I believe any decaying matter creates ammonia and since the leaves are off the plant they would be starting to decay.


----------



## Husky_Jim (May 26, 2003)

Paul said:


> wait, even plants create ammonia?!


 I don't believe that decaying plants create ammonia...


----------



## lament configuration (Jun 22, 2003)

I didnt think so either. I would have thought only animal matter would do that. nh4 molecules arent even part of plant's daily routine of respiration or photosynthesis.


----------



## burna (Feb 10, 2004)

I'm not really sure, ask DonH!


----------



## Sanguinea (Feb 19, 2004)

Dead plants create ammonia. Thats why that it is important to take the dead leaves out of a koi pond. If you really need some confirmation, it even has a pretty picture in the information section on this site. ANYTHING that is dead or dying in your tank is going to create ammonia.
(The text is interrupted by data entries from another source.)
Issue #560, opened 2024-02-21
Incorrect/incomplete docstring in environment.py


chasgior214:
**Describe the bug**

Incorrect/incomplete documentation of the Environment class's \_\_init__ method.

**To Reproduce**

Open environment.py and go to the \_\_init__ method (also [here](https://docs.rocketpy.org/en/latest/_modules/rocketpy/environment/environment.html#Environment.__init__))

**Expected behavior**

Correct (no reference to launch rail length) and complete documentation.

Gui-FernandesBR:
Hello @chasgior214 , thank you for opening this issue.

I'm a bit lost tho, could you point me exactly what is wrong with the current documentation?
I don't see any reference to launch rail length and the documentation seems complete enough to me.

![image](https://github.com/RocketPy-Team/RocketPy/assets/63590233/755b1b7c-1bad-40df-b5ad-a5b23911cebd)

chasgior214:
Hi @Gui-FernandesBR 

The mention of launch rail length is at the top of the screenshot. There's also two incomplete bits. The first is the rest of that paragraph that has an unfinished sentence ("is loaded until another"). The second is an unfinished sentence in the description of the gravity parameter.

Gui-FernandesBR:
> Hi @Gui-FernandesBR
> 
> The mention of launch rail length is at the top of the screenshot. There's also two incomplete bits. The first is the rest of that paragraph that has an unfinished sentence ("is loaded until another"). The second is an unfinished sentence in the description of the gravity parameter.

Got it. Thanks for specifying it. We will work on that soon enough

Gui-FernandesBR:
@phmbressan assigned to you, boss.

PR #565, opened 2024-02-29
DOC: Improvements of Environment docstring phrasing.

phmbressan:
## Pull request type

## Checklist

## Current behavior

As described in #560, the docstring for the `Environment.__init__` were incomplete and outdated.

## New behavior

The following changes were employed:
- The legacy reference to `rail_length` was removed;
- The incomplete phrasing of `__init__` was improved;
- Minor additions for clarity and references behind Somigliana's formula.

## Breaking change

- [ ] Yes
- [X] No


Gui-FernandesBR:
@phmbressan what happened with the git history in this? oh lord, this looks confusing. 
Maybe you started from master first and then changed (rebased) to develop?

phmbressan:
@Gui-FernandesBR I believe with the `develop` update the commit history seems to have normalized.

rocketpy/environment/environment.py
```diff
@@ -468,8 +474,8 @@ def set_gravity_model(self, gravity):
         ----------
         gravity : None or Function source
```
Gui-FernandesBR, line 475: Something does not make sense here.

In line 290 you say:
```python
gravity : int, float, callable, string, array, optional
```

But here you mention that only None or Function source are allowed. 
Only one can be truth.

Can you provide more examples in the documentation please? A new user you never understand all the different ways that can be done to define the gravity.

rocketpy/environment/environment.py
```diff
@@ -276,15 +276,21 @@ def __init__(
         timezone="UTC",
         max_expected_height=80000.0,
     ):
```
Gui-FernandesBR, line 278: I can't comment on some lines because they were not edited (thanks GitHub).

Here are some points I would like to mention:
* in the date description, does it really mean that the hour is ALWAYS in UTC? What if I use a different timezone? Is my inputted time gonna be converted or not?
* Please mention the default values for latitude and longitude
* Sometimes it says "timezone", and sometimes "time zone" . I searched but could not find the "correct way". But we should keep a standard imo.
* in the datum description, it is not saying that the argument is optional. It should.

rocketpy/environment/environment.py
```diff
@@ -276,15 +276,21 @@ def __init__(
...
-        """Initialize Environment class, saving launch rail length,
-        launch date, location coordinates and elevation. Note that
-        by default the standard atmosphere is loaded until another
+        """Initialize Environment class, saving parameters of the launch location,
+        such as launch date, coordinates and elevation. This class also computes
+        relevant quantities for the Flight simulation, such as air pressure, density
+        and gravitational acceleration.
```
Gui-FernandesBR, line 282: Trying to be more precise with the words here, let me know what you think:

```suggestion
        """Initialize the Environment class, capturing essential parameters of the
        launch site, including the launch date, geographical coordinates, and
        elevation. This class is designed to calculate crucial variables for the
        Flight simulation, such as atmospheric air pressure, density, and
        gravitational acceleration.
```

Gui-FernandesBR (changes requested):
This seems to be a simple PR with small changes, but don't underestimate it.
The Environment class is the first contact that a new user has with RocketPy, so I want to make sure that these docstrings are clear enough.

Thank you so much for your contribution already, and I hope you may consider some of the comments below.

Gui-FernandesBR:
Btw, when solving a bug please link the open PR in the development section (right side of you github page) so the Pr and issue can be connected.

In this case, the #560

rocketpy/environment/environment.py
phmbressan: Fixed in [a2aa714](https://github.com/RocketPy-Team/RocketPy/pull/565/commits/a2aa71467b3be87c8124343cd49768c1ac4d6a9d).

phmbressan:
Thank you for your review @Gui-FernandesBR. I am still going to solve your comment about timezones, but I would like to ask your opinion on one matter:

- I have implemented a long time ago the methods `set_gravity_model` and `set_earth_geometry`. They, paradoxially, do not set anything in the `Enviroment` classes (they are using to make computations to set in the constructor).
- This behavior is extremely unintuitive given its naming and behavior being quite different when comparing them to other setters in the same class.

Do you think is worth changing this behavior to something more standard in a future PR or not risking a small breaking change and only documenting this peculiar behavior.

Gui-FernandesBR:
> Thank you for your review @Gui-FernandesBR. I am still going to solve your comment about timezones, but I would like to ask your opinion on one matter:
> 
> - I have implemented a long time ago the methods `set_gravity_model` and `set_earth_geometry`. They, paradoxically, do not set anything in the `Enviroment` classes (they are using to make computations to set in the constructor).
> - This behavior is extremely unintuitive given its naming and behavior being quite different when comparing them to other setters in the same class.
> 
> This behavior confused me quite some time while writing the docstring and I would almost consider it a code issue. Do you think is worth changing this behavior to something more standard in a future PR or would it be considered a small breaking change and we should only document this peculiar behavior?

I'm ok with that kind of refactor.

Please keep in mind that there are several setter methods in the Environment class, they should follow a common standard.

However, I don't think this is exactly a priority right now, so treat it carefully.

rocketpy/environment/environment.py
phmbressan: Thanks for the suggestion, applied in [6b84c03](https://github.com/RocketPy-Team/RocketPy/pull/565/commits/6b84c03bdaafd96c140067cfbf0a00fe05556d1e).

rocketpy/environment/environment.py
phmbressan: Great catches, those should be fixed by commit [27dd73d](https://github.com/RocketPy-Team/RocketPy/pull/565/commits/27dd73d24fa82f3cbf066d6edb5aa3063b102099).

rocketpy/environment/environment.py
```diff
@@ -276,49 +275,70 @@ def __init__(
...
         latitude : float, optional
             Latitude in degrees (ranging from -90 to 90) of rocket
             launch location. Must be given if a Forecast, Reanalysis
             or Ensemble will be used as an atmospheric model or if
-            Open-Elevation will be used to compute elevation.
+            Open-Elevation will be used to compute elevation. Positive
+            values correspond to the North. Default value is 0, which
+            corresponds to the equator.
         longitude : float, optional
             Longitude in degrees (ranging from -180 to 360) of rocket
```
Gui-FernandesBR, line 317:
```suggestion
            Longitude in degrees (ranging from -180 to 180) of rocket
```

rocketpy/environment/environment.py
```diff
@@ -396,15 +416,57 @@ def set_date(self, date, timezone="UTC"):
...
+        - If the ``date`` is given as a ``Datetime`` object without a time zone,
+          it will be assumed to be in the same time zone as specified by the
+          ``timezone`` parameter. However, if the ``Datetime`` object has a time
+          zone specified in its ``tzinfo`` attribute, the ``timezone``
+          parameter will be ignored.
+
+        Examples
+        --------
+
+        Let's set the launch date as an array:
```
Gui-FernandesBR, line 450: Be careful, what you call an array is actually called "list" in python

rocketpy/environment/environment.py
```diff
@@ -396,15 +416,57 @@ def set_date(self, date, timezone="UTC"):
...
+
+        >>> date = [2000, 1, 1, 13] # January 1st, 2000 at 13:00 UTC+1
+        >>> env = Environment()
+        >>> env.set_date(date, timezone="Europe/Rome")
+        >>> print(env.datetime_date) # Get UTC time
+        2000-01-01 12:00:00+00:00
+        >>> print(env.local_date)
+        2000-01-01 13:00:00+01:00
+
+        Now let's set the launch date as a ``Datetime`` object:
```
Gui-FernandesBR, line 460: Do you agree with me that there's no `Datetime` class? Instead, we use `datetime` objects.
I noticed this mistake a couple of times in the documentation, I'm mostly ignoring it bc time is a constraint, but please take this into consideration. 

```suggestion
        Now let's set the launch date as a ``datetime`` object:
```

rocketpy/environment/environment.py
```diff
@@ -458,23 +520,66 @@ def set_location(self, latitude, longitude):
...
 
         Returns
         -------
         Function
             Function object representing the gravity model.
+
+        Notes
+        -----
+        This method **does not** set the gravity acceleration, it only returns
+        a :class:`Function` object representing the gravity model.
```
Gui-FernandesBR, line 562: Thank you for adding this note!

Gui-FernandesBR (commented):
Thank you for your contribution, @phmbressan .

I left some other comments, really small ones. Can you check that out please?

Additionally, could you please update te CHANGELOG.md file with your PR?
That would be important for us to keep track on the main files changes.

rocketpy/environment/environment.py
phmbressan: You are correct, I have confused syntax between different programming languages.

I will fix it.

phmbressan: Fixed in [9c1a461](https://github.com/RocketPy-Team/RocketPy/pull/565/commits/9c1a4619ee2beb273d81f63fa78343dfa84ca790).

rocketpy/environment/environment.py
phmbressan: Good catch, changed to `list` in [9c1a461](https://github.com/RocketPy-Team/RocketPy/pull/565/commits/9c1a4619ee2beb273d81f63fa78343dfa84ca790).

Gui-FernandesBR (approved):
LGTM

PR #566, opened 2024-02-29
ENH: Eliminating multiple plots for inertia components

dipesh2212:
## Pull request type

## Current behavior

There are multiple inertial tensor plots that are being plotted, it is kinda annoying to deal with those

## New behavior

I've tried to integrate all the plots in one single plot which can compare the inertia tensor in a convenient way

## Breaking change

- [ ] No


Gui-FernandesBR:
I'm still investigating the reason, but I got this error when running `my_solid_motor_example.all_info()`:

image

rocketpy/plots/motor_plots.py
```diff
@@ -135,113 +135,41 @@ def exhaust_velocity(self, lower_limit=None, upper_limit=None):
...
-        Return
-        ------
-        None
-        """
-        self.motor.I_13.plot(lower=lower_limit, upper=upper_limit)
-
-    def I_23(self, lower_limit=None, upper_limit=None):
-        """Plots I_23 of the motor as a function of time.
+        for label in labels:
+            getattr(self.motor, label).plot(
```
Gui-FernandesBR, line 161: I don't think this will going to work as expected.

- The `Function.plot` method does not have a `label` argument. I think you should use the  `Function.plot_1d` instead
- This for loop is simply plotting all the curves one by one in different plots, right? Instead, what we expect from this PR is something very similar to this: https://github.com/RocketPy-Team/RocketPy/pull/547/files#

rocketpy/plots/motor_plots.py
```diff
@@ -135,113 +135,41 @@ def exhaust_velocity(self, lower_limit=None, upper_limit=None):
...
+        ax.set_title("Inertia Tensors Over Time")
+        ax.grid(True)
+        plt.tight_layout()
 
-        Return
-        ------
-        None
-        """
-        self.motor.I_23.plot(lower=lower_limit, upper=upper_limit)
+        return fig
```
Gui-FernandesBR, line 172: No need to return the matplotlib fig. Just use the plt.show() instead.

Gui-FernandesBR (changes requested):
The submitted code in this PR doesn't seem to be working.
@dipesh2212 we should work on 
Here are some comments to guide you:
- Try to read @juliomachad0 's solution, you might benefit from his approach in this case.
- The lines like `self.I_11(*self.motor.burn_time)` in the motor_plots.py file will no longer work, please update the `_MotorPlots.all` method.
- Always run the tests before submitting your code, this prevents you from submitting a code that is not working.
- I think you could easily use the `Function.compare_plots` to easily create a single figure with all the inertia Functions and then display them.

Also, some other "small but important" things that I noticed:
- Rename your PR to start with `ENH: `, thus showing clearly the intention of your PR.
- Please run black before submitting your code. (see the Makefile in the root directory for more details)
- If possible, please also provides screenshot of the plots you have modified, this allows us to understand what is the expected behavior without needing to run the code on our own.

Gui-FernandesBR:
A quick update in the function:

image


I'm getting this result:
image

Gui-FernandesBR:
Here is the final result: 

image

Gui-FernandesBR (approved):
This solves the issue!

PR #268, opened 2024-05-15
[14.0][FIX] sale_layout_category_hide_detail: Full width to note lines 

victoralmau:
Note type lines do not need to add any logic, they need to maintain full width.

**Before**
antes

**After**
despues

Please @pedrobaeza and @CarlosRoca13 can you review it?

@Tecnativa TT49131


pedrobaeza:
`renderBodyCell` is not saying anything. Can you please explain a bit more in the commit message the goal? And doing this is overloading each render with one extra RPC. You should do it on JS on my opinion depending on the display_type.

victoralmau:
Changed to another approach (updated commit description with before and after examples).

pedrobaeza (approved):

chienandalu (approved):

PR #269, opened 2024-05-24
[15.0][FIX] sale_layout_category_hide_detail: Full width to note lines

victoralmau:
FWP from 14.0: https://github.com/OCA/sale-reporting/pull/268

Note type lines do not need to add any logic, they need to maintain full width.

**Before**
antes

**After**
despues

Please @pedrobaeza and @CarlosRoca13 can you review it?

@Tecnativa TT49131


pedrobaeza (approved):
Fast-tracking as already merged in previous version:

/ocabot merge patch

PR #284, opened 2024-09-30
[16.0][FIX] sale_order_line_position: use formated field in report and make…

ng-ife:
… sure it is always the first element


pedrobaeza (approved):
Let's fast-track it:

/ocabot merge minor

PR #286, opened 2024-10-01
[17.0] sale_order_line_position: position numbers first and use formatted field in so

ng-ife:
* make sure position number always come first on reports
* replace outdated bootstrap class


gbrito (approved):

Kimkhoi3010 (approved):
LGTM

PR #291, opened 2024-11-06
[FIX] sale_layout_category_hide_detail: Improve interoperability, hide discounted price too

Sibert-Aerts:
Installing this module alongside a custom module of our own we noticed it failed.
The cause of this was a few instances of the following:
```xml
<attribute
    name="t-if"
    add="not current_section or current_section.show_line_amount"
    separator=" and "
 />
```
Though these show foresight they also lack parentheses around the epxression, if applied to an element that already has a `t-if` this forms an illogical expression with erroneous results.
e.g. `hide_discount and not current_section or current_section.show_line_amount`
causes an Exception when `hide_discount` is False and `current_section` is None, I hope you can see why.

Additionally, while fixing this I noticed there was a unit price displayed in the sale portal layout when a line is discounted, that wasn't being hidden when it should have been, an extra rule was added for that case.

### DIFF
--- a/sale_layout_category_hide_detail/views/invoice_report_templates.xml
+++ b/sale_layout_category_hide_detail/views/invoice_report_templates.xml
@@ -66,14 +66,14 @@
     <xpath expr="//span[@t-field='line.price_unit']" position="attributes">
         <attribute
                 name="t-if"
-                add="not current_section or current_section.show_line_amount"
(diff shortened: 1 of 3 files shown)


rousseldenis (approved):
LGTM

pedrobaeza (approved):
It seems OK for that interoperability, and OK also the extra price field.

/ocabot merge minor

Though a I doubt a dead plant is going to create as much as a dead fish, I wouldn't let dead plant material build up to much.


----------



## ViBE (Jul 22, 2003)

Dead plants create ammonia.


----------



## lament configuration (Jun 22, 2003)

nooooooooeeee!!!!!!!!!!!!!! Husky and I were wrong.

Well I guess its back to suicide for me.


----------



## burna (Feb 10, 2004)

victory tastes sweet. lol


----------



## Husky_Jim (May 26, 2003)

Even if they create or not you have always to take out of the tank the dead plants or the floating leaves....

i have to study more.....


----------